Approach to Congenital Myasthenic Syndrome
The optimal treatment for congenital myasthenic syndrome (CMS) must be based on the specific genetic defect and its localization in the neuromuscular junction, as medications can be effective in some CMS subtypes but harmful in others. 1, 2
Diagnosis and Initial Assessment
Clinical Presentation
- Hypotonia and weakness, usually from birth
- Static or slowly progressive clinical course
- Prominent facial weakness with/without ptosis
- Generalized hypotonic posture with hyporeflexia
- Poor muscle bulk
- Proximal muscle weakness
- Respiratory and bulbar muscle dysfunction
- Relatively normal cognitive abilities and sensation 3
Diagnostic Workup
Genetic testing: First-line diagnostic approach
Electrodiagnostic studies:
- Repetitive nerve stimulation
- Single-fiber EMG (sensitivity >90%) 5
Additional testing:
- Pulmonary function assessment (NIF and vital capacity)
- Cardiac evaluation to rule out cardiomyopathy
- Brain/spine MRI to exclude other conditions 5
Treatment Algorithm Based on Genetic Subtype
1. First-line Treatment Selection
Cholinergic agents (Pyridostigmine):
- Effective for many CMS subtypes
- Starting dose: 30 mg orally three times daily
- Maximum: 120 mg orally four times daily
- AVOID in: DOK7, acetylcholinesterase deficiency, and slow-channel CMS 2
β-adrenergic agonists:
- First-line for DOK7 and acetylcholinesterase deficiency
- Important adjunct for:
- Glycosylation defects
- Fast channel syndrome
- AChR deficiency
- Choline acetyltransferase deficiency 2
Open-channel blockers:
- Indicated for slow-channel CMS 2
2. Treatment Response Monitoring
- Regular neurological assessments when starting or adjusting medications
- Monitor for signs of respiratory compromise
- Assess for improvement in muscle strength and endurance
3. Supportive Care
- Respiratory support as needed
- Physical therapy to maintain muscle strength
- Occupational therapy for activities of daily living
- Speech therapy for bulbar symptoms
Special Considerations
Respiratory Management
- Respiratory complications are common
- Regular pulmonary function testing
- Early intervention for respiratory infections
- Consider non-invasive ventilation for respiratory insufficiency
Cardiac Evaluation
- Cardiac involvement in CMS is rare but reported
- Cases of transient heart failure, LV dysfunction, and congenital long-QT syndrome have been described 3
Medication Precautions
- Avoid medications that can exacerbate symptoms:
- Beta-blockers
- IV magnesium
- Fluoroquinolones
- Aminoglycosides
- Macrolide antibiotics 5
Anesthesia Considerations
- Increased sensitivity to neuromuscular blocking agents
- Continue CMS medications until surgery 5
Long-term Management
- Regular follow-up with neuromuscular specialist
- Genetic counseling for family planning
- Monitoring for disease progression
- Adjustment of medications based on clinical response
Prognosis
With proper diagnosis and treatment, most patients with CMS can achieve good symptom control and quality of life.
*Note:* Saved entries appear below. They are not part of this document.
PR #126, opened 2025-12-15
Enable windows cross-compilation test suite

dzbarsky:


MODULE.bazel
```diff
@@ -191,3 +191,5 @@ register_toolchains(
     "@zig_toolchains//:all",
     dev_dependency = True,
 )
+
+bazel_dep(name = "ape", version = "1.1.0")
```
cerisier: Do you think this dep is acceptable by everyone ?

dzbarsky: Honestly this module seems very overengineered, I don't understand why downloading a prebuilt binary is so complex. We can probably strip all of it away, just wanted to get it working first.

BTW, there is `@sed` in BCR but we will have a bootstrap problem using it for musl...should we distribute it as extra prebuilts?

cerisier: We can yes !

PR #131, opened 2025-12-15
Rework the way we declare platforms configs and constraints

cerisier:
Got rid of the libc_aware package and merged it with the normal declarations.

Removed the unconstrained libc variant, the default is now gnu.2.28 and is set both as default value so that platforms from users not referencing the constraint still get the default value, and also set as part of our own platform definitions so we have  a explicit vision of which glibc is the default.

Refined much config in selects to use the narrowest constraint (@platforms//cpu:aarch64 instead of linux_aarch64), avoiding repetitions for all targets we will support.

### DIFF
--- a/third_party/llvm-project/20.x/compiler-rt/BUILD.tpl
+++ b/third_party/llvm-project/20.x/compiler-rt/BUILD.tpl
@@ -314,7 +314,7 @@ cc_stage2_library(
         "@platforms//cpu:x86_64": [":builtins_x86_64_sources"],
         "@platforms//cpu:aarch64": [":builtins_aarch64_sources"],
     }, no_match_error = """
-        Platform not supported for compiler-rt.builtins.
+        Architecture not supported for compiler-rt.builtins.
         It is likely that we are just missing the filegroups for that platform.
         Please file an issue.
     """) + [


platforms/config/declare_config_settings.bzl
```diff
@@ -10,3 +12,44 @@ def declare_config_settings():
...
+                name = "{}_{}_{}".format(target_os, target_cpu, libc),
+                constraint_values = [
+                    "@platforms//cpu:{}".format(target_cpu),
+                    "@platforms//os:{}".format(target_os),
+                    "//constraints/libc:{}".format(libc),
+                ],
+                visibility = ["//visibility:public"],
+            )
+
+        selects.config_setting_group(
```
dzbarsky, line 31: i'm a little bit worried about what this expands into (shitload of aliases) but we can optimize it later

runtimes/BUILD.bazel
```diff
@@ -72,15 +72,11 @@ cc_stage2_object(
...
+        "//platforms/config:musl": [
             # -static-pie is implied
             "//runtimes/musl:musl_rcrt1.object",
         ],
-        "//platforms/config/libc_aware:gnu": [
-            "//runtimes/glibc:glibc_Scrt1.object",
-            "//runtimes/glibc:glibc_crt1.object",
-        ],
-        "//constraints/libc:unconstrained": [
+        "//platforms/config:gnu": [
```
dzbarsky, line 79: yeah this is way more sane :)

third_party/llvm-project/20.x/compiler-rt/BUILD.tpl
```diff
@@ -311,12 +311,8 @@ cc_stage2_library(
...
     includes = ["lib/builtins"],
     srcs = select({
-        "@toolchains_llvm_bootstrapped//platforms/config:linux_x86_64": [":builtins_x86_64_sources"],
-        "@toolchains_llvm_bootstrapped//platforms/config:linux_aarch64": [":builtins_aarch64_sources"],
-        "@toolchains_llvm_bootstrapped//platforms/config:macos_x86_64": [":builtins_x86_64_sources"],
-        "@toolchains_llvm_bootstrapped//platforms/config:macos_aarch64": [":builtins_aarch64_sources"],
-        "@toolchains_llvm_bootstrapped//platforms/config:windows_x86_64": [":builtins_x86_64_sources"],
-        "@toolchains_llvm_bootstrapped//platforms/config:windows_aarch64": [":builtins_aarch64_sources"],
+        "@platforms//cpu:x86_64": [":builtins_x86_64_sources"],
+        "@platforms//cpu:aarch64": [":builtins_aarch64_sources"],
```
dzbarsky, line 315: tweak the mesage below this? platform -> arch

Unlike in autoimmune myasthenia gravis, there is no role for immunotherapy in CMS 2. Evaluation and care at centers with experience in these rare syndromes is paramount for achieving optimal outcomes.
The progressive understanding of the genetic basis of CMS is providing new insights into neuromuscular transmission, which may lead to novel therapeutic strategies in the future 4.